La Ópera de Pekín, un espectáculo único que se inició a mediados del siglo XIX, se hizo extremadamente popular entre la corte de la dinastía Qing. Está considerada como una de las máximas expresiones de la cultura china y a nadie puede extrañar que, en el año 2010, la Unesco la declarara Patrimonio Cultural Inmaterial de la Humanidad. Sé que a muchos esto les puede sonar a coñazo. No les culpo porque hasta hace poco yo era uno de ellos. Pero, a diferencia de la Ópera China, que, ésa sí, puede resultar imbancable a los culturalmente ajenos, la de Pekín es el espectáculo total, donde danza, canto, interpretación, malabarismo, acrobacia, vestuario y maquillaje se aúnan en un todo indisoluble para mantener viva la fascinación del espectador, que no decae en ningún momento de la representación. Es como asistir al teatro, al ballet, al circo y a la ópera, todo en uno.
En una ocasión tuve la oportunidad de visitar la Escuela Nacional de Artes Escénicas de Taiwan. Me recordó de inmediato al centro donde se forman las gimnastas olímpicas rumanas, que conocí hace años de la mano de Andrea Raducan, reina mundial indiscutible de la especialidad hasta su retirada. Allí se preparan los futuros artistas para la Ópera de Pekín. Los chicos (las chicas) ingresan a los diez años y siguen una severa disciplina de estudio y trabajo durante un período de doce años, en los que no adquieren otra cosa que la formación de base (la técnica, digamos) en las distintas especialidades. El talento artístico es cosa de cada cual.

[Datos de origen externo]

PR #297, opened 2023-10-20
rcc: solve hashmap determinism for good

xoviat:


Dirbaio:
this'll pick the smallest key consistently, making it deterministic, yes. 

However, in the case of RCC enable/reset bits, it is a bug if there are two registers matching one peripheral. Picking the smallest key is not necessarily correct, it just hides the problem. I think we should error out in that case, and then fix all the instances of the error.

PR #300, opened 2023-11-01
Add enum/ADCSET to rcc_l5.yaml

ShakenCodes:
enum/ADCSET was omitted on the STM32L5 processor family.

Change per discussion with dirbaio on Matrix channel

### DIFF
--- a/data/registers/rcc_l5.yaml
+++ b/data/registers/rcc_l5.yaml
@@ -1931,7 +1931,7 @@ enum/ADCSEL:
   - name: DISABLE
     description: No clock selected
     value: 0
-  - name: PLL1_Q
+  - name: PLLSAI1_R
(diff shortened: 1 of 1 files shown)


data/registers/rcc_l5.yaml
```diff
@@ -1924,6 +1925,18 @@ fieldset/SECSR:
     description: RMVFSECF
     bit_offset: 12
     bit_size: 1
+enum/ADCSEL:
+  bit_size: 2
+  variants:
+  - name: DISABLE
+    description: No clock selected
+    value: 0
+  - name: PLL1_Q
```
Dirbaio, line 1934: should be PLLSAI1_R according to the RM.

Dirbaio (approved):

PR #302, opened 2023-11-05
add "enum debug" helper macro

xoviat:
the intention is to expand this to become an independent crate, eventually


Dirbaio (approved):
lgtm, nice idea! makes dumping much cleaner

PR #306, opened 2023-11-06
Rework DAC support for all STM32s

adamgreig:
It's very similar to v3, but has a few fields added for some new functionality, and the TSEL enum is now identical between channel 1/2 (but very slightly different DAC1/2/3/4  for variant 1 and 15 - details in description).

All fields that existed in v3 are identical in v4, so the diff to `dac_v3.yaml` is fairly clean, ~~except for v3's TSEL1/2 being merged to a TSEL array in v4~~ for compatibility with embassy-stm32, I split them back into TSEL1/2 and made identical TSEL1/2 enums. It's not great, though - should these be combined and I just teach embassy-stm32 how to use a single TSEL field for v4?

It seems only G4 uses dacv4, and the newer H5 uses dacv5.


adamgreig:
I've gone through every RM and checked the DACs and updated with what I think is a decent new set of DAC versions, v1-v7. There's not much intentional difference between the YAMLs, and zero unintentional differences, so it should be easy enough to maintain with any luck.

This is the summary:

image

I've removed the TSEL enum so the field can be an array, and will update the HAL to implement it there instead. What we had currently was wrong on a lot of chips because it changes within the same IP version:

image

The only difference from the RMs I'm aware of is that the U5 has a new "AUTOMODE" register which is not implemented here; it would need to be a new version (perhaps v7 and the g4 bumps to v8) as it's not in the H5 that's otherwise the same. I could add this too if it's desired.

Dirbaio:
bender run

Dirbaio (approved):
LGTM. (will wait for https://github.com/embassy-rs/embassy/pull/2199 before merging to not break embassy-stm32)

Issue #444, opened 2024-04-03
HSEM peripheral missing in cube xml files for several chip families


taunusflieger:
I'm in the process to add support for HSEM. 

It looks like that the cube XML files are missing the HSEM entry except for the STM32WLE family. `parse_groups()` relays on the xml data to identify the IP available on the chip. If HSEM is not defined in the XML the further process does not process the HSEM data. Therefore the data generation process is only successful for the STM32WEL family. For all other chips which have a HSEM peripheral the data generation process is not successful. 

I've done some quick hack to prove that the missing HSEM entry in the cube XML is causing the issue:

```
fn process_group(
    mut group: ChipGroup,
    peri_matcher: &mut PeriMatcher,
    headers: &header::Headers,
    af: &gpio_af::Af,
    chip_interrupts: &interrupts::ChipInterrupts,
    peripheral_to_clock: &rcc::ParsedRccs,
    dma_channels: &dma::DmaChannels,
    chips: &HashMap<String, Chip>,
    memories: &memory::Memories,
    docs: &docs::Docs,
) -> Result<(), anyhow::Error> {
    let chip_name = group.chip_names[0].clone();
    group.family = Some(group.xml.family.clone());
    group.line = Some(group.xml.line.clone());
    group.die = Some(group.xml.die.clone());
    let rcc_kind = group.ips.values().find(|x| x.name == "RCC").unwrap().version.clone();
    let rcc_block = peri_matcher
        .match_peri(&format!("{chip_name}:RCC:{rcc_kind}"))
        .unwrap_or_else(|| panic!("could not get rcc for {}", &chip_name));
    let h = headers
        .get_for_chip(&chip_name)
        .unwrap_or_else(|| panic!("could not get header for {}", &chip_name));
    let chip_af = &group.ips.values().find(|x| x.name == "GPIO").unwrap().version;
    let chip_af = chip_af.strip_suffix("_gpio_v1_0").unwrap();
    let chip_af = af.0.get(chip_af);

    // Quick hack to add the missing HSEM IP
    if chip_name.starts_with("STM32H747") || chip_name.starts_with("STM32H757") {
        info!("Patching HSEM in IPS for {}", chip_name);
        group.ips.insert(
            "HSEM".to_string(),
            xml::Ip {
                name: "HSEM".to_string(),
                version: "hsem1_v1_0_Cube".to_string(),
                instance_name: "HSEM".to_string(),
            },
        );
    }
```

What is the right approach to get this fixed?

PR #450, opened 2024-04-04
Add support for HSEM

taunusflieger:
Add support for the hardware semaphore 

The main issue with implementing HSEM is that the Cube XML is missing HSEM information except for the wle5. Without the Cube XML information the data generation process will not generate the data for HSEM. Therefore a preliminary patch has been implemented in chips.rs (see also https://github.com/embassy-rs/stm32-data/issues/444). I'm unsure about the implemented patch - would appriciate feedback.

chips with HSEM 
h745
h747
h755
h757
h735
h7b3
h753v
h753
h743
h743v
mp157
mp153
wb55
wba52
wl5x_cm0p
wl5x_cm4
wle5 

The current draft PR contains the HSEM implementation for: 

h745
h747
h755
h757
wle5


taunusflieger:
Hey @Dirbaio would appreciate your input here

Dirbaio:
We already have [GHOST_PERIS](https://github.com/embassy-rs/stm32-data/blob/2b7ec569a5510c324693f0515ac8ea20b12917a9/stm32-data-gen/src/chips.rs#L1006) for handling peripherals that are missing in cubedb, can you add HSEM there instead of adding custom code?

Also, there's no way there's 8 versions. from looking at the RMs, there's:
  - h7 singlecore: 32 semaphores, 1 irq line.
  - h7 multicore: 32 semaphores, 2 irq lines (one per core)
  - wb: 32 semaphores, 2 irq lines (one per core)
  - wba: 16 semaphores, trustzone shit (LOCK, PRIV bits, secure and nonsecure irq lines)
  - wl5: 16 semaphores, 2 irq lines (one per core)
  - wle: 16 semaphores, 1 irq line

H7 multicore and WB are the same, so this is 5 versions in total.

Can you rearrange versions to match that? also, please make sure to cleanup the yamls (convert stuff to arrays, remove dupe enums, remove useless single-bot enums...), and minimize the diff between versions for easy review.

taunusflieger:
The following list shows the different hsem yaml versions and the corresponding chips.
wba is on purpose not included at is complex and very different from the others which will also make the HSEM implementation in the HAL more complex. I leave this out for another PR.

**v1:**
- h747
- wb55

**v2:**
- h735
- h7b3
- h753v
- h753
- h743
- h743v

**v3:**
- wl5x_cm0p
- wl5x_cm4

**v4:**
- wle5

Dirbaio:
- in v1,v2 coreid is 4 bits, not 8bits. in CR, R, RLR.
- To make it easier to make the HAL to work on all chips, you might want to unify the registers more. Up to you, though. Here are some ideas:
  - rename "MASTERID" to "COREID"
  - Always make the interrupt registers an array, just make it length 1 or 2 depending on the chip.

Dirbaio (approved):
thanks!

PR #451, opened 2024-04-04
lptim v2

eZioPan:
this PR cover

l5 wl as lptim_v2a
h5 u5 wba as lptim_v2b


data/registers/lptim_v2b.yaml
```diff
@@ -0,0 +1,728 @@
...
+    fieldset: ICR_IC
+  - name: DIER
+    description: LPTIM interrupt enable register.
+    byte_offset: 8
+    fieldset: DIER_IC
+block/LPTIM_ADV:
+  extends: LPTIM_BASIC
+  description: Low power timer with Output Compare
+  items:
+  - name: InputCapture
```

Resulta sencillamente prodigioso ver una tropa de mocosos montarse un castellet de tropecientos pisos en menos de lo que se tarda en contarlo. Trepan unos por otros con la confianza y naturalidad de auténticos macacos. Y ahí puede que esté la clave del asunto. Debidamente adiestrados desde la infancia, sus músculos son fuertes y elásticos como los de un simio, igual que su equilibrio y concentración. Se mueven en las alturas como si estuvieran en la moqueta de su casa y, cuando caen al suelo, ruedan y se levantan como si tal cosa.

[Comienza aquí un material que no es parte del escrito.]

PR #455, opened 2024-04-05
Add 8 and 16 bit wide SPI data registers

dlaw:
Most SPI peripherals are sensitive to the bit width of reads/writes to DR/TXDR/RXDR. This PR adds 8 and 16 bit wide versions of those registers to permit such accesses to be generated. This is the same approach already used for the [CRC DR](https://github.com/embassy-rs/stm32-data/blob/main/data/registers/crc_v2.yaml#L7) in crc_v2.yaml and crc_v3.yaml.

* spi_v1: This version is not sensitive to the bit width of the read or write. Only the low 8 bits are used.

* spi_v2: This version is sensitive to the bit width of the read or write. Data packing is automatically performed based on the width of the access. From the STM32G4 reference manual:
2024-04-05-133820_863x359_scrot

* spi_v3, spi_v4, spi_v5: These versions are sensitive to the bit width of the read or write. From the STM32U5 reference manual:
2024-04-05-132902_633x407_scrot

### DIFF
--- a/data/registers/crc_v2.yaml
+++ b/data/registers/crc_v2.yaml
@@ -1,7 +1,7 @@
 block/CRC:
   description: Cyclic Redundancy Check calculation unit
   items:
-  - name: DR
+  - name: DR32
     description: Data register
     byte_offset: 0
   - name: DR16
--- a/data/registers/crc_v3.yaml
+++ b/data/registers/crc_v3.yaml
@@ -1,7 +1,7 @@
 block/CRC:
   description: Cyclic Redundancy Check calculation unit
   items:
-  - name: DR
+  - name: DR32
     description: Data register
     byte_offset: 0
   - name: DR16
--- a/data/registers/spi_v2.yaml
+++ b/data/registers/spi_v2.yaml
@@ -13,10 +13,14 @@ block/SPI:
     description: status register
     byte_offset: 8
     fieldset: SR
-  - name: DR
-    description: data register
+  - name: DR16
+    description: data register - half-word sized
     byte_offset: 12
-    fieldset: DR
+    bit_size: 16
+  - name: DR8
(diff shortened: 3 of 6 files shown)


Dirbaio:
oh yes this is a *very* good idea. Can you rename `DR` to `DR32` for consistency?

dlaw:
Sure, a few questions:
1. Do you want DR renamed to DR32 for the CRC also? Currently CRC has DR (32 bit), DR16 (16 bit), DR8 (8 bit).
2. spi_v2 doesn't support a 32 bit mode. Its 32-bit DR is currently defined to have a single 16 bit field. The reference manual actually lists DR as a 16 bit wide register. For this case should I delete DR32 from the peripheral?
2024-04-05-135148_988x471_scrot

Dirbaio:
> Do you want DR renamed to DR32 for the CRC also? Currently CRC has DR (32 bit), DR16 (16 bit), DR8 (8 bit).

hmm that's true, we should rename that for consistency too. so why not

> spi_v2 doesn't support a 32 bit mode. Its 32-bit DR is currently defined to have a single 16 bit field. The reference manual actually lists DR as a 16 bit wide register. Should I delete DR32 from spi_v2?

I guess yes? if writing DR32 pushes just 16bits to the fifo, same as writing DR16, there's no reason for DR32 to exist I think?

> I kept the 32-bit DR for backwards compatibility, but if we're breaking it with a name change anyway...

in general we don't worry about compat, every stm32-metapac release is breaking anyway because we fix some random mistake or rearrange registers somewhere.

dlaw:
Changes pushed. I got rid of the trivial fieldsets, so all the widths of CRC DRs and SPI DRs are now consistent in that regard.

Dirbaio (approved):
thanks!

Issue #301, opened 2023-11-01
Incorrect memory sizes tracking issue


Dirbaio:
If you've got a chip where the `stm32-metapac/memory.x` feature generates a wrong memory.x please post here.

Identified cases:

- STM32G030K8 flash generates 32kb but has 64kb
- STM32WL55JC ram generates 12kb but has 64kb

TaylorCarpenter:
STM32WB55VG ram generates 128kb but has 192kb.

phycrax:
STM32G030C8 flash generates 32kb but has 64kb

trepidacious:
stm32g491re memory.x shows 32kb RAM, chip should have 112kb (3 blocks of 80, 16, 16)

Dirbaio:
STM32F303ZE says it has 64k but only has 48kb https://github.com/embassy-rs/stm32-data-generated/issues/1
stm32u5a5zj says it has 32k but it has 2.5mb or something

eZioPan:
STM32F411RE:

| Type | memory.x | DS Tab.2  | Note |
|------| -------- | --------- | ---- |
| RAM  |   64K    |  128 KB   |      |

eZioPan:
|     Chip         |  Type  | memory.x | DS Tab.2               |        Note        |
| :--------------: | :----: | :------: | :--------------------: | :----------------: |
|  STM32H5[67]xxG  |  RAM   |  256 K   |  640 (256+64+320) KB   |                    |
|  STM32H5[67]xxI  |  RAM   |  256 K   |  640 (256+64+320) KB   |                    |

Dirbaio:
|     Chip    |  Type  | memory.x | actual  |        Note        |
| :---------: | :----: | :------: | :-------: | :----------------: |
| STM32F051R8T6 |  RAM   |  7 K   |  8 KB   |   #437         |

LorenzoCucchi:
|     Chip    | Type | memory.x | actual | Note |
|:-----------:|:----:|:--------:|:------:|:----:|
| STM32F756ZG |  RAM |   320K   |  256K  |      |

64 K less since DTCM starting at 0x20000000 is not used, and RAM starts at 0x20010000.

adri326:
|     Chip    |  Type  | memory.x | DS Tab.2  |        Note        |
| :---------: | :----: | :------: | :-------: | :----------------: |
| STM32L4A6ZG |  RAM   |  320K   |  256K   |                    |

[...]

PR #460, opened 2024-04-09
Manually maintain memory maps instead of parsing them from cubeprogdb.

Dirbaio:
- **Remove OTP from memory map.**
- **Sort memory regions  by addr.**
- **Manually maintain memory maps instead of parsing them from cubeprogdb.**

First step towards fixing #301

The cubeprogdb has turned out to be a quite bad data source. It's not granular
enough (it has one entry per chip die, not per chip) so the previous code joined
the data with the C headers and cubedb to fill in the gaps, essentialy "guessing"
stuff. This has been quite error prone (see #301) and hard to make fixes to.

Instead, we're going to manually maintain memory maps in a .rs file. This way, if
something is wrong we can simply go and fix it.

This commit just migrates the existing data, even if it's wrong. (it does fix
a few very minor mistakes). Next steps is actually fixing the memory maps.

### DIFF
--- a/stm32-data-gen/src/chips.rs
+++ b/stm32-data-gen/src/chips.rs
@@ -1356,7 +1356,6 @@ fn process_chip(
         "FLASH_BANK1",
         "FLASH_BANK2",
         "FLASH",
-        "FLASH_OTP",
         "D1_AXIFLASH",
         "D1_AXIICP",
     ] {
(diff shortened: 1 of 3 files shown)


rmja:
It is a shame that we lost the otp information and that https://github.com/embassy-rs/embassy/commit/1f3b690f76b6732e1ff152091040cec833da25cf was merged. What is the proper way to restore this functionality?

Dos parejas de acróbatas de unos dieciséis años (ellas, clavel al pelo, moño recogidos y traje negro) se retorcían en posturas inverosímiles sobre los hombros, la cabeza o los pies de ellos (pajarita sin camisa, torso y bíceps de gimnastas) al ritmo de una sentida canción de Enrique Iglesias. Tras las demostraciones parciales, una breve representación de ópera permitió a los escasos y privilegiados espectadores que allí nos encontrábamos disfrutar de las complejas coreografías, la danza de cada paso, la musicalidad de un idioma que se basa en tonos más que en palabras, la riqueza del vestuario, el riesgo de las acrobacias y el significado de los maquillajes.

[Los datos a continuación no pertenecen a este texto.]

Issue #438, opened 2024-03-15
STM32G4 should have two copies of ADC_COMMON


dlaw:
All instances of STM32G4 should have `ADC12_COMMON` at address `0x50000300` in addition to `ADC345_COMMON` at address `0x50000700`. Currently stm32-metapac provides `ADC_COMMON` for ADC1/2 and does not map any of the common registers for ADC3/4/5.

![2024-03-15-170218_632x579_scrot](https://github.com/embassy-rs/stm32-data/assets/606010/e98ec8e9-c167-4530-a818-ea6fb2ca11f7)

![2024-03-15-170231_644x218_scrot](https://github.com/embassy-rs/stm32-data/assets/606010/6ba4bd0c-fc5d-46b6-a7db-ae40b5e5d84a)

dlaw:
It's not clear to me how to fix this the right way. I can add ADC345_COMMON to data/extra/family/STM32G4.yaml, no difficulty there, but now I can't figure out how to rename the existing ADC_COMMON to ADC12_COMMON.

PR #461, opened 2024-04-09
Add the missing ADC3_COMMON peripheral for STM32G4

dlaw:
This PR addresses https://github.com/embassy-rs/stm32-data/issues/438 by adding a new ADC345_COMMON peripheral for the STM32G4.

*Question for maintainers:* Should the existing ADC_COMMON peripheral on the G4 be renamed to ADC12_COMMON for consistency? If so, where is the right place to make this change?

### DIFF
--- a/stm32-data-gen/src/chips.rs
+++ b/stm32-data-gen/src/chips.rs
@@ -213,24 +213,21 @@ impl PeriMatcher {
             ("STM32WL5.*:ADC:.*", ("adc", "g0", "ADC")),
             ("STM32WLE.*:ADC:.*", ("adc", "g0", "ADC")),
             ("STM32G0.*:ADC:.*", ("adc", "g0", "ADC")),
-            ("STM32G0.*:ADC_COMMON:.*", ("adccommon", "v3", "ADC_COMMON")),
             ("STM32U0.*:ADC:.*", ("adc", "u0", "ADC")),
-            ("STM32U0.*:ADC_COMMON:.*", ("adccommon", "v3", "ADC_COMMON")),
             ("STM32G4.*:ADC:.*", ("adc", "g4", "ADC")),
+            ("STM32G0.*:ADC_COMMON:.*", ("adccommon", "v3", "ADC_COMMON")),
+            ("STM32U0.*:ADC_COMMON:.*", ("adccommon", "v3", "ADC_COMMON")),
             ("STM32G4.*:ADC_COMMON:.*", ("adccommon", "v4", "ADC_COMMON")),
             (".*:ADC_COMMON:aditf2_v1_1", ("adccommon", "v2", "ADC_COMMON")),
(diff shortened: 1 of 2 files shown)


dlaw:
This change has the desired effect for STM32G4, but it looks like it is also adding an empty (no registers) ADC12_COMMON peripheral for a bunch of other chips. Is this a problem? I checked a few those chips, and it looks like (1) they don't have any ADC_COMMON hardware, (2) each one already had an empty (no registers) peripheral called ADC_COMMON.

Dirbaio:
that might be because there's some code that ignores numbers when matching peripherals to C headers... you'd have to hunt that down and add exceptions for this or improve it.

dlaw:
Okay, I'll try to untangle what's happening here.

Can you confirm whether the pre-existing ADC_COMMON peripherals lacking register maps (e.g. for STM32F103) are erroneous? I'll look at removing those also.

dlaw:
Okay, I took quite a journey through F3 and H7 datasheets, and I think I understand the situation now.

For cross-series consistency between F3, H7, and G4, the missing ADC_COMMON peripheral for G4 should be called ADC3_COMMON.

The pre-existing issue with an empty ADC_COMMON being generated for e.g. STM32F1 is unchanged by this PR.

dlaw:
@Dirbaio Thanks for the guidance. Here is a revised commit which introduces the correct names for G4.

This commit _should_ make it easy to introduce the correct naming for F3 and H7 also. However, I found that when I made that seemingly straightforward change, the ADC_COMMON peripheral disappeared entirely from many of the STM32F301 and STM32F302 parts. See https://github.com/dlaw/stm32-data/commit/broken which results in a diff like the following:
```
diff -r chips_orig/STM32F301C6.json build/data/chips/STM32F301C6.json
364,372d363
<                     "name": "ADC_COMMON",
<                     "address": 1342178048,
<                     "registers": {
<                         "kind": "adccommon",
<                         "version": "f3",
<                         "block": "ADC_COMMON"
<                     }
<                 },
<                 {
diff -r chips_orig/STM32F301C8.json build/data/chips/STM32F301C8.json
374,382d373
<                     "name": "ADC_COMMON",
<                     "address": 1342178048,
<                     "registers": {
<                         "kind": "adccommon",
<                         "version": "f3",
<                         "block": "ADC_COMMON"
<                     }
<                 },
<                 {
diff -r chips_orig/STM32F301K6.json build/data/chips/STM32F301K6.json
360,368d359
<                     "name": "ADC_COMMON",
<                     "address": 1342178048,
<                     "registers": {
<                         "kind": "adccommon",
<                         "version": "f3",
<                         "block": "ADC_COMMON"
<                     }
<                 },
<                 {
...
```

If you have some idea of the issue with (some of) the F3 parts when renaming ADC_COMMON to ADC12_COMMON, please let me know. I am completely mystified.

Otherwise, it would be good to merge this PR now to get G4 correct, and figure out the other issue later.

Dirbaio:
fixed in #475

PR #468, opened 2024-04-15
Add DSIHOST support

JuliDi:
This PR adds support for DSIHOST to stm32-data.

The yaml files were generated by using `./d extract-all DSI` and `./d extract-all DSIHOST`, which seems to have caught everything.
This resulted in YAML files for:
- DSI:
  - f469
  - f765 (Actually wrong, f765 does not have DSI)
  - f7x7 (Actually wrong, f7x7 does not have DSI)
  - f7x9
  - l4r9
  - mp157
  - u599
  - u5a9
and
- DSIHOST:
  - h747cm4
  - h747cm7

Comparing the YAML files showed:
- h747cm4 and cm7 are 100% identical
- f7x7 and f7x9 are 100% identical (whatever that means)
- u599 and  u5a9 are 100% identical

There seem to be 3 different IP versions (Cube and SHARK_Cube appear to have no differences):
- `dsihost1_v1_0_Cube` is used by
    - STM32F469
    - STM32F479
    - STM32F768AIYx
    - STM32F769
    - STM32F778AIYx
    - STM32F779AIYx
    - STM32L4R9
    - STM32L4S9
- `dsihost1_v1_0_SHARK_Cube` is used by
    - STM32H747
    - STM32H757 
- `dsihost1_v2_0` is used by
    - STM32MP157
- `dsihost_U5` is used by
    - STM32U599
    - STM32U5A9
    - STM32U5F9
    - STM32U5G9

Accordingly, we have added `dsihost_v1.yaml`, `dsihost_v2.yaml` and `dsihost_u5.yaml`. However, so far only `dsihost_v1.yaml` is somewhat verified (having an STM32F469 DK at hand). The V2 is only used in the STM32MP157, for which embassy does not yet have support. But it probably does not hurt to have it in there already.

In perimap, the YAML files are now mapped like this, which seems to work fine:
```rust
(".*:DSIHOST:dsihost1_v1_0", ("dsihost", "v1", "DSIHOST")),
(".*:DSIHOST:dsihost1_v1_0_SHARK", ("dsihost", "v1", "DSIHOST")),
(".*:DSIHOST:dsihost1_v2_0", ("dsihost", "v2", "DSIHOST")),
(".*:DSIHOST:dsihost_U5", ("dsihost", "u5", "DSIHOST")),
```

Some minor changes to `header.rs` and `rcc.rs` to fix mixed use of `DSI` and `DSIHOST` were necessary.

We have decided to name the peripheral `DSIHOST` because this appears more often in the XML files and the "official" name in the Reference Manuals is "DSI Host" as well.

A PR to embassy that fixes issues with the RCC clock setup introduced with this PR (fix has been discussed in the chat) will follow shortly. If possible, this PR could be merged first such that the embassy PR can reference this metapac build already.


Dirbaio (approved):
thank you!

PR #476, opened 2024-04-30
render multi-line document properly

eZioPan:
and some clippy fix.

---

will need a 

- [ ] Accept embassy-rs/chiptool#31
- [ ] Rebase to remove my fork from codebase.

---

This PR doesn't change function of stm32-data-gen, so there should be no change in ci diff.

---

BELOW IS OUT OF DATE, SEE embassy-rs/chiptool#31 INSTEAD

---

Render metapac document from one-line to multi-line.

eg.

from

```rust stm32-metapac/src/peripherals/cordic_v1.rs
#[doc = "Scaling factor. Input value has been multiplied by 2^(-n) before for argument. Output value will need to be multiplied by 2^n later for results."]
```

to

```rust
#[doc = "Scaling factor.  "]
#[doc = "Input value has been multiplied by 2^(-n) before for argument.  "]
#[doc = "Output value will need to be multiplied by 2^n later for results."]
```

after

---

### DIFF
--- a/stm32-data-gen/src/chips.rs
+++ b/stm32-data-gen/src/chips.rs
@@ -114,6 +114,7 @@ struct PeriMatcher {
 
 impl PeriMatcher {
     fn new() -> Self {
+        #[rustfmt::skip]
         const PERIMAP: &[(&str, (&str, &str, &str))] = &[
             (".*:USART:sci2_v1_1", ("usart", "v1", "USART")),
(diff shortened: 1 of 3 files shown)


leftger:
This PR is more than 2 years old. As far as I can tell there's very little interest in getting multiline rendering properly for generated PACs. The metapac has changed substantially since then and I think the changeset would be much larger. If there is a streamlined proposal to accomplish the same result efficiently I'm sure a PR can be submitted for it.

La antigua sabiduría china, embebida de la espiritualidad y los valores budistas y taoístas, dio origen a todo, desde las innovaciones médicas hasta la ópera, la danza, la arquitectura e incluso las artes marciales. Aunque, según me aseguran, tras décadas de régimen comunista gran parte de esta cultura de inspiración divina ha sido olvidada. Es una suerte que parte ella sobreviva aún en la llamada Ópera de Pekín de Taipei.